[Start of Attachment]

Issue #1036, opened 2025-08-12
Interface Design for `TxReader`


yyforyongyu:
The ["Transaction History"](https://gist.github.com/yyforyongyu/c0a6ec78cedcbf5fb342be412dc591ea) group, which contains methods used for querying and managing the wallet's transaction history. We now introduce `TxReader` interface, which is responsible for all "read" operations related to transactions: querying history and subscribing to new events.

### Rationale for Changes

1.  **Clear Naming (`TxHistoryManager` -> `TxReader`)**: The name `TxReader` is more explicit and consistent with the CQRS pattern, clearly indicating that this interface performs read-only operations.

2.  **Remove Internal Methods**: `RemoveDescendants` is a low-level utility for managing transaction store integrity (e.g., during re-orgs). This should be handled internally by the wallet and not exposed in the high-level public API.

3.  **Standardize Naming**: Method names are standardized to use the `Tx` prefix for consistency (e.g., `GetTransactionDetails` becomes `GetTxDetails`).

4.  **Re-categorization**: `SubscribeTransactions` (renamed to `SubscribeTxes`) is moved here from the `WalletController` interface, as it is fundamentally a read/query operation.

### Final `TxReader` Interface Design

This results in a clean, focused, and safe read-only interface for transaction history.

```go
// TxReader provides an interface for querying transaction history.
type TxReader interface {
    // GetTxDetails returns a detailed description of a transaction
    // given its transaction hash.
    GetTxDetails(ctx context.Context, txHash *chainhash.Hash) (*TransactionDetail, error)

    // ListTxDetails returns a list of all transactions which are
    // relevant to the wallet over a given block range.
    ListTxDetails(ctx context.Context, startHeight, endHeight int32, accountFilter string) ([]*TransactionDetail, error)

    // LabelTx adds a label to a transaction.
    LabelTx(ctx context.Context, hash chainhash.Hash, label string, overwrite bool) error

    // FetchTx attempts to fetch a transaction in the wallet's database.
    FetchTx(ctx context.Context, txHash *chainhash.Hash) (*wire.MsgTx, error)

    // TODO: This is a legacy method that should be removed in favor
    // of a more robust notification system.
    // SubscribeTxes returns a TransactionSubscription client which
    // is capable of receiving async notifications as new transactions
    // related to the wallet are seen within the network, or found in
    // blocks.
    SubscribeTxes() (TransactionSubscription, error)
}
```

PR #1091, opened 2025-09-29
 wallet: add `TxReader` and `TxWriter` interfaces

yyforyongyu:
This PR fixes https://github.com/btcsuite/btcwallet/issues/1036 - the old design has evolved here, detailed below.

# Rationale for the `TxReader` and `TxWriter` API Refinement

This document outlines the design decisions that led to the separation of transaction history querying and transaction modification into two distinct, focused interfaces: `TxReader` and `TxWriter`.

## Initial State: A Monolithic and Inefficient API

Previously, methods for querying transaction history were part of the main `wallet.Wallet` struct. This approach had several significant drawbacks:

1.  **No Separation of Concerns**: The `Wallet` struct was a monolithic entity responsible for everything from signing and broadcasting to address management and history querying. There was no clear boundary between read and write operations, violating the Command Query Responsibility Segregation (CQRS) principle.
2.  **Inefficiency and the N+1 Query Problem**: Older methods like `GetTransactions` were highly inefficient. They would fetch a list of transaction details and then, for each transaction in the list, call a helper function (`makeTxSummary`) that would perform *additional* database lookups to gather account and address information. This resulted in a large number of database queries, creating a performance bottleneck.
3.  **Inconsistent and Low-Level Return Types**: The methods returned raw or minimally processed internal structures (like `wtxmgr.TxDetails` or a basic `TransactionSummary`). This forced the client to perform additional processing and understand the wallet's internal data models.
4.  **Poor Ergonomics**: The API was not designed with the client's needs in mind, leading to cumbersome filtering and the need for boilerplate code in client applications to get the required information.

## The Design Evolution: Separating Reads from Writes

The key insight was to apply the CQRS principle strictly, leading to the creation of two new, more focused interfaces.

### Insight 1: A Pure `TxReader` for Efficient, High-Level Querying

The first step was to create a dedicated `TxReader` interface responsible solely for querying transaction history.

-   **From `makeTxSummary` to `TxDetail`**: The new `GetTx` and `ListTxns` methods return a `wallet.TxDetail` struct. This is a high-level, information-dense Data Transfer Object (DTO) designed specifically for client consumption. It combines all necessary information (confirmations, net value, fee, etc.) into a single object, calculated from a single, efficient database fetch.
-   **Solving the N+1 Problem**: The implementation of `ListTxns` uses `txStore.RangeTransactions` to efficiently stream data from the database and then transforms it in memory using `buildTxDetail`. This completely eliminates the N+1 query problem, as no additional database lookups are performed inside the loop.
-   **Focused Responsibility**: The `TxReader` interface is strictly read-only, making it a safe dependency for any component that only needs to display or analyze transaction history.

### Insight 2: A Dedicated `TxWriter` for Modifying Transactions

During the design process, it became clear that operations that *modify* transaction metadata, such as `LabelTx`, did not belong in a "Reader" interface. This led to the creation of the `TxWriter`.

-   **Strict CQRS**: By moving `LabelTx` into its own `TxWriter` interface, we achieve a perfect separation of reads and writes. This makes the architecture cleaner and the API safer. A client that holds a `TxReader` cannot accidentally modify a transaction's label.
-   **Clear Intent**: The existence of two separate interfaces makes the purpose of each method and the overall design of the system much clearer to developers.

## The Final API: Two Focused, Composable Interfaces

The final design results in two clean, composable interfaces that adhere to the Single Responsibility Principle and CQRS.

### `TxReader`

```go
// TxReader provides an interface for querying tx history.
type TxReader interface {
	// GetTx returns a detailed description of a tx given its tx hash.
	GetTx(ctx context..Context, txHash chainhash.Hash) (
		*TxDetail, error)

	// ListTxns returns a list of all txns which are relevant to the wallet
	// over a given block range.
	ListTxns(ctx context.Context, startHeight, endHeight int32) (
		[]*TxDetail, error)
}
```

### `TxWriter`

```go
// TxWriter provides an interface for updating wallet txns.
type TxWriter interface {
	// LabelTx adds a label to a tx. If a label already exists, it will be
	// overwritten.
	LabelTx(ctx context.Context, hash chainhash.Hash, label string) error
}
```

### Why This Design is Superior:

1.  **Architecturally Sound**: It correctly implements the CQRS pattern by strictly separating read (`TxReader`) and write (`TxWriter`) operations.
2.  **Highly Efficient**: It eliminates the N+1 query problem of the previous implementation, leading to significantly better performance when listing transactions.
3.  **Ergonomic and Client-Focused**: The `TxDetail` DTO provides a rich, high-level, and consistent data structure that is easy for client applications to consume without needing to understand the wallet's internal models.
4.  **Safe and Explicit**: The separation of interfaces makes the API safer and the intent of the code clearer. It prevents misuse and makes the system easier to reason about.

### DIFF
--- a/waddrmgr/manager.go
+++ b/waddrmgr/manager.go
@@ -431,17 +431,16 @@ func (m *Manager) IsWatchOnlyAccount(ns walletdb.ReadBucket, keyScope KeyScope,
 func (m *Manager) lock() {
 	for _, manager := range m.scopedManagers {
 		// Clear all of the account private keys.
-		for _, acctInfo := range manager.acctInfo {
+		for _, acctInfo := range manager.accountInfo() {
 			if acctInfo.acctKeyPriv != nil {
 				acctInfo.acctKeyPriv.Zero()
 			}
 			acctInfo.acctKeyPriv = nil
 		}
-	}
 
-	// Remove clear text private keys and scripts from all address entries.
-	for _, manager := range m.scopedManagers {
-		for _, ma := range manager.addrs {
+		// Remove clear text private keys and scripts from all address
+		// entries.
+		for _, ma := range manager.addresses() {
 			switch addr := ma.(type) {
 			case *managedAddress:
 				addr.lock()
--- a/waddrmgr/scoped_manager.go
+++ b/waddrmgr/scoped_manager.go
@@ -4,6 +4,7 @@ import (
 	"crypto/sha256"
 	"encoding/binary"
 	"fmt"
+	"maps"
 	"sync"
 
 	"github.com/btcsuite/btcd/btcec/v2"
@@ -2653,4 +2654,28 @@ func (s *ScopedKeyManager) NewAddress(addrmgrNs walletdb.ReadWriteBucket,
 	addr := addrs[0].Address()
 
 	return addr, nil
+}
+
+// accountInfo returns a copy of the account info map.
+func (s *ScopedKeyManager) accountInfo() map[uint32]*accountInfo {
+	s.mtx.RLock()
+	defer s.mtx.RUnlock()
+
+	acctInfoCopy := make(map[uint32]*accountInfo, len(s.acctInfo))
+	maps.Copy(acctInfoCopy, s.acctInfo)
+
+	return acctInfoCopy
+}
+
+// addresses returns a slice of all managed addresses.
+func (s *ScopedKeyManager) addresses() []ManagedAddress {
+	s.mtx.RLock()
+	defer s.mtx.RUnlock()
+
+	addrs := make([]ManagedAddress, 0, len(s.addrs))
+	for _, ma := range s.addrs {
+		addrs = append(addrs, ma)
+	}
+
+	return addrs
 }


wallet/tx_reader.go
```diff
@@ -0,0 +1,328 @@
...
+type TxReader interface {
+	// GetTx returns a detailed description of a tx given its tx hash.
+	GetTx(ctx context.Context, txHash chainhash.Hash) (
+		*TxDetail, error)
+
+	// ListTxns returns a list of all txns which are relevant to the wallet
+	// over a given block range.
+	ListTxns(ctx context.Context, startHeight, endHeight int32) (
+		[]*TxDetail, error)
+}
```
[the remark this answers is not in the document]
yyforyongyu: I think if it's used like `wallet.ListTxns` it should be fine, guess we will see later on, maybe add sth like `Wallet` in the name.

unit/rates.go
```diff
@@ -0,0 +1,289 @@
...
+
+// LessThanOrEqual returns true if the fee rate is less than or equal to the
+// other fee rate.
+func (s SatPerKWeight) LessThanOrEqual(other SatPerKWeight) bool {
+	return s.Cmp(other.Rat) <= 0
+}
+
+// round rounds a big.Rat to the nearest btcutil.Amount (int64).
+
+func round(r *big.Rat) btcutil.Amount {
```
GustavoStingelin:
```suggestion
// roundToAmount rounds a big.Rat to the nearest btcutil.Amount (int64).
func roundToAmount(r *big.Rat) btcutil.Amount {
```

Not a blocker, but I think renaming the function to `roundToAmount` makes it clearer when reading the code, since it specifies the target type. Also, there’s a blank line below the comment.

unit/rates.go
```diff
@@ -0,0 +1,289 @@
+// Copyright (c) 2025 The btcsuite developers
+// Use of this source code is governed by an ISC
+// license that can be found in the LICENSE file.
+
+// Package unit provides a set of types for dealing with bitcoin units.
+package unit
```
GustavoStingelin: Maybe we could place this unit package inside `pkg`? It might help if we ever want to make the module more generic or move it to `btcutil` later. But I’m also fine keeping it here.

GustavoStingelin (commented):
Really nice use of `big.Rat`, I like it. I also did some quick checks mentally and with a calculator, and the results look correct. I just left a few additional comments.

unit/rates.go
yyforyongyu: done

unit/rates.go
```diff
@@ -0,0 +1,289 @@
...
+}
+
+// safeUint64ToInt64 converts a uint64 to an int64, capping at math.MaxInt64.
+// This is used to silence gosec warnings about integer overflows. In practice,
+// the values being converted are transaction weights or sizes, which are
+// limited by consensus rules and are not expected to overflow an int64.
+func safeUint64ToInt64(u uint64) int64 {
+	if u > math.MaxInt64 {
+		return math.MaxInt64
+	}
```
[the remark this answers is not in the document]
yyforyongyu: nice updated!

wallet/tx_reader.go
```diff
@@ -0,0 +1,407 @@
...
+
+// TxReader provides an interface for querying tx history.
+type TxReader interface {
+	// GetTx returns a detailed description of a tx given its tx hash.
+	GetTx(ctx context.Context, txHash chainhash.Hash) (
+		*TxDetail, error)
+
+	// ListTxns returns a list of all txns which are relevant to the wallet
+	// over a given block range.
+	ListTxns(ctx context.Context, startHeight, endHeight int32) (
```
mohamedawnallah: **nitpick (feel free to ignore):** `ListTxs` instead of `ListTxns` (without `n` in the plural form). This mirrors the existing API `UnminedTxs` naming in the codebase

wallet/tx_reader.go
```diff
@@ -0,0 +1,407 @@
...
+
+	for _, credit := range txDetails.Credits {
+		balanceDelta += credit.Amount
+	}
+
+	details.Value = balanceDelta
+
+	if len(txDetails.Debits) != len(txDetails.MsgTx.TxIn) {
+		return
+	}
```
mohamedawnallah: **nitpick:** It can be helpful adding comment above this on why we return here. Something along those lines:
```
// If not all inputs are ours, we can't calculate the total fee.
// txDetails.Debits contains only our inputs, while txDetails.MsgTx.TxIn
// contains all inputs. If they differ, some inputs belong to external
// wallets and we don't know their input values.
```

wallet/tx_reader.go
```diff
@@ -0,0 +1,407 @@
...
+// buildTxDetail builds a TxDetail from the given wtxmgr.TxDetails.
+func (w *Wallet) buildTxDetail(txDetails *wtxmgr.TxDetails,
+	currentHeight int32) *TxDetail {
+
+	details := w.buildBasicTxDetail(txDetails)
+
+	w.populateBlockDetails(details, txDetails, currentHeight)
+	w.calculateValueAndFee(details, txDetails)
+	w.populateOutputs(details, txDetails)
+	w.populatePrevOuts(details, txDetails)
```
mohamedawnallah: **thought:** Currently there are redundant iterations over the same data:

- `txDetails.Debits` is iterated **3 times**: twice in `calculateValueAndFee` and once in `populatePrevOuts`
- `txDetails.Credits` is iterated **2 times**: once in `calculateValueAndFee` and once in `populateOutputs`
- `txDetails.MsgTx.TxOut` is iterated **2 times**: once in `calculateValueAndFee` and once in `populateOutputs`

Thinking if there is a way to iterate each dataset only once while combining/maintaining the same refactored functionality somehow. That way we can save a bit computing iteration work here and there

wallet/tx_reader.go
```diff
@@ -0,0 +1,407 @@
...
+					detail := &d[i]
+
+					txDetail := w.buildTxDetail(
+						detail, currentHeight,
+					)
+					details = append(details, txDetail)
+				}
+
+				return false, nil
+			},
```
mohamedawnallah: **thought:**  It can be helpful if we put this anonymous callback function in a variable above. Something along those:
```golang
processTxBatch := func(batch []wtxmgr.TxDetails) (shouldBreak  bool, err error) {
    for i := range batch {
        detail := &batch[i]
        txDetail := w.buildTxDetail(detail, currentHeight)
        details = append(details, txDetail)
    }
    // Continue processing all transactions.
    return false, nil
}
```

Then we call it here:
```golang
err := w.txStore.RangeTransactions(txmgrNs, startHeight, endHeight, processTxBatch)
...
```

wallet/tx_reader.go
```diff
@@ -0,0 +1,407 @@
...
+
+// buildBasicTxDetail builds the basic TxDetail from the given wtxmgr.TxDetails.
+func (w *Wallet) buildBasicTxDetail(txDetails *wtxmgr.TxDetails) *TxDetail {
+	txWeight := blockchain.GetTransactionWeight(
+		btcutil.NewTx(&txDetails.MsgTx),
+	)
+
+	return &TxDetail{
+		Hash:         txDetails.Hash,
+		RawTx:        txDetails.SerializedTx,
```
mohamedawnallah: There is a bug here where `SerializedTx` is always be set to nil and never initialized/set, unlike the old deprecated `GetTransaction` which conditionally initializes `serializedTx` (https://github.com/btcsuite/btcwallet/blob/d4b5cc965ab15086f11cbeab1d0726d833825a1e/wallet/notifications.go#L100-L108). We need to handle this either by mirroring the conditional check in the new API, or potentially a better approach would be something along those lines:
```diff
diff --git a/wtxmgr/db.go b/wtxmgr/db.go
index c7e3619..112aa7c 100644
--- a/wtxmgr/db.go
+++ b/wtxmgr/db.go
@@ -428,7 +428,8 @@ func readRawTxRecord(txHash *chainhash.Hash, v []byte, rec *TxRecord) error {
 	}
 	rec.Hash = *txHash
 	rec.Received = time.Unix(int64(byteOrder.Uint64(v)), 0)
-	err := rec.MsgTx.Deserialize(bytes.NewReader(v[8:]))
+	rec.SerializedTx = v[8:]
+	err := rec.MsgTx.Deserialize(bytes.NewReader(rec.SerializedTx))
 	if err != nil {
 		str := fmt.Sprintf("%s: failed to deserialize transaction %v",
 			bucketTxRecords, txHash)
```

wallet/tx_reader.go
```diff
@@ -0,0 +1,407 @@
...
+
+// GetTx returns a detailed description of a tx given its tx hash.
+//
+// NOTE: This method is part of the TxReader interface.
+//
+// Time complexity: O(1) amortized. The lookup is dominated by a key-based
+// B-tree lookup in the database, which is effectively constant time for any
+// realistic number of transactions.
+func (w *Wallet) GetTx(_ context.Context, txHash chainhash.Hash) (
+	*TxDetail, error) {
```
mohamedawnallah: **question(blocking/non-blocking):** It sounds like `GetTx` API has no amortization in terms of time complexity? It is a read operation with consistent upper/tight bound cost every time. The time complexity here is asymptotically `O(log n + I + O)` not `O(1)` amortized

Where:
- `n` is the number of transactions in the database (B-tree lookup)
- `I` is the number of inputs in the transaction
- `O` is the number of outputs in the transaction

wallet/tx_reader.go
mohamedawnallah: There is a bug here where `SerializedTx` is always be set to nil and never initialized, unlike the old deprecated `GetTransaction` which conditionally initializes `serializedTx` (https://github.com/btcsuite/btcwallet/blob/d4b5cc965ab15086f11cbeab1d0726d833825a1e/wallet/notifications.go#L100-L108). We need to handle this either by mirroring the conditional check in the new API, or potentially a better approach would be something along those lines:
```diff
diff --git a/wtxmgr/db.go b/wtxmgr/db.go
index c7e3619..112aa7c 100644
--- a/wtxmgr/db.go
+++ b/wtxmgr/db.go
@@ -428,7 +428,8 @@ func readRawTxRecord(txHash *chainhash.Hash, v []byte, rec *TxRecord) error {
 	}
 	rec.Hash = *txHash
 	rec.Received = time.Unix(int64(byteOrder.Uint64(v)), 0)
-	err := rec.MsgTx.Deserialize(bytes.NewReader(v[8:]))
+	rec.SerializedTx = v[8:]
+	err := rec.MsgTx.Deserialize(bytes.NewReader(rec.SerializedTx))
 	if err != nil {
 		str := fmt.Sprintf("%s: failed to deserialize transaction %v",
 			bucketTxRecords, txHash)
```

wallet/tx_reader.go
mohamedawnallah: **thought:** looks like we can put this earlier in the beginning of `calculateValueAndFee`. That way we can make most use of the early return

mohamedawnallah: **nitpick:** It can be helpful adding comment above this on why we return here. Something along those lines:
```
// If not all inputs are ours, we can't calculate the total fee.
// txDetails.Debits contains only our inputs, while txDetails.MsgTx.TxIn
// contains all inputs. If they differ, some inputs belong to external
// wallets and we don't know their input values.
if len(txDetails.Debits) != len(txDetails.MsgTx.TxIn) {
	return
}
```

wallet/tx_reader.go
```diff
@@ -0,0 +1,131 @@
...
+// TxReader provides an interface for querying tx history.
+type TxReader interface {
+	// GetTx returns a detailed description of a tx given its tx hash.
+	GetTx(ctx context.Context, txHash chainhash.Hash) (
+		*TxDetail, error)
+
+	// ListTxns returns a list of all txns which are relevant to the wallet
+	// over a given block range.
+	ListTxns(ctx context.Context, startHeight, endHeight int32) (
+		[]*TxDetail, error)
```
mohamedawnallah: Much simpler API design contract compared to the old one `GetTransactions` 👍

wallet/tx_reader.go
```diff
@@ -160,6 +164,52 @@ func (w *Wallet) GetTx(_ context.Context, txHash chainhash.Hash) (
 	return w.buildTxDetail(txDetails, currentHeight), nil
 }
 
+// ListTxns returns a list of all txns which are relevant to the
+// wallet over a given block range.
+//
+// NOTE: This method is part of the TxReader interface.
+//
+// Time complexity: O(B + T), where B is the number of blocks in the range and T
+// is the number of transactions in those blocks.
```
mohamedawnallah: **question(blocking):** It seems the time complexity for `ListTxns` API is `O(B * T * (I+O))` not `O(B + T)`? 

Where:
- `B` is blocks in range – https://github.com/btcsuite/btcwallet/blob/master/wtxmgr/query.go#L324
- `T` is transactions per block – https://github.com/btcsuite/btcwallet/blob/master/wtxmgr/query.go#L333
- `I+O` is per-transaction processing (inputs + outputs) – In the callback function `buildTxDetail` i.e `populatePrevOuts` and `populateOutputs` respectively

We can boil down time complexity asymptotically to `O(N)` where N = total inputs + outputs across all transactions in blocks range

wallet/tx_reader.go
```diff
@@ -160,6 +164,52 @@ func (w *Wallet) GetTx(_ context.Context, txHash chainhash.Hash) (
...
+func (w *Wallet) ListTxns(_ context.Context, startHeight,
+	endHeight int32) ([]*TxDetail, error) {
```
mohamedawnallah: **question(blocking):** Any sanity check to ensure `startHeight` ≤ `endHeight` boundary range? Probably we can also return public error to the user if that early check has been violated

wallet/tx_reader.go
mohamedawnallah: **thought:**  It can be helpful if we put this anonymous callback function in a variable above. Something along those:
```golang
processTxBatch := func(batch []wtxmgr.TxDetails) (bool, error) {
    for i := range batch {
        detail := &batch[i]
        txDetail := w.buildTxDetail(detail, currentHeight)
        details = append(details, txDetail)
    }
    // Continue processing all transactions.
    return false, nil
}
```

Then we call it here:
```golang
err := w.txStore.RangeTransactions(txmgrNs, startHeight, endHeight, processTxBatch)
...
```

wallet/tx_writer.go
```diff
@@ -0,0 +1,55 @@
...
+import (
+	"context"
+	"fmt"
+
+	"github.com/btcsuite/btcd/chaincfg/chainhash"
+	"github.com/btcsuite/btcwallet/walletdb"
+)
+
+// TxWriter provides an interface for updating wallet txns.
+type TxWriter interface {
```
mohamedawnallah: **question(non-blocking):** Perhaps better to be `TxLabeler` instead of `TxWriter`? Currently, the only method it has is `LabelTx`, which suggests the name `TxLabeler` would be more reflective. Not sure though if there is an ongoing intention to extend this interface with other methods in future

wallet/tx_reader.go
mohamedawnallah: **thought:** Relatedly, why we return all txns  when `startHeight=0` and `endHeight=-1` in case of the new API `ListTxns`? When `startHeight=-1` and `endHeight=-1` perceived to me more familiar. That also would make enforcing the constraint above `startHeight`  ≤ `endHeight` easier since the latter satisfies it

pkg/unit/rates.go
```diff
@@ -0,0 +1,148 @@
+// Copyright (c) 2025 The btcsuite developers
+// Use of this source code is governed by an ISC
+// license that can be found in the LICENSE file.
+
+// Package unit provides a set of types for dealing with bitcoin units.
+package unit
```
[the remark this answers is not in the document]
yyforyongyu: Agree - updated.

wallet/tx_reader.go
yyforyongyu: yeah I like the second approach, updated.

wallet/tx_reader.go
yyforyongyu: nice added

wallet/tx_reader.go
```diff
@@ -160,6 +164,52 @@ func (w *Wallet) GetTx(_ context.Context, txHash chainhash.Hash) (
...
+
+	bestBlock := w.SyncedTo()
+	currentHeight := bestBlock.Height
+
+	var details []*TxDetail
+
+	err := walletdb.View(w.db, func(dbtx walletdb.ReadTx) error {
+		txmgrNs := dbtx.ReadBucket(wtxmgrNamespaceKey)
+
+		err := w.txStore.RangeTransactions(
```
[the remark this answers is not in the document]
yyforyongyu: yeah it will be done in the `Store` interface series.

wallet/tx_reader.go
yyforyongyu: This is no longer relevant as I realized the db tx can be made even smaller, and updated

yyforyongyu:
needs a reACK on the last commit 071e0fd3167ec71808d929510738a3a6d7b46d4a

GustavoStingelin:
ACK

[End of Attachment]

What you will do:
The range runs from the line above containing "to new events." to the line containing "performs read-only operations.", inclusive. Restate those lines word for word and no others.

Solution for this exercise:
The ["Transaction History"](https://gist.github.com/yyforyongyu/c0a6ec78cedcbf5fb342be412dc591ea) group, which contains methods used for querying and managing the wallet's transaction history. We now introduce `TxReader` interface, which is responsible for all "read" operations related to transactions: querying history and subscribing to new events.

### Rationale for Changes

1.  **Clear Naming (`TxHistoryManager` -> `TxReader`)**: The name `TxReader` is more explicit and consistent with the CQRS pattern, clearly indicating that this interface performs read-only operations.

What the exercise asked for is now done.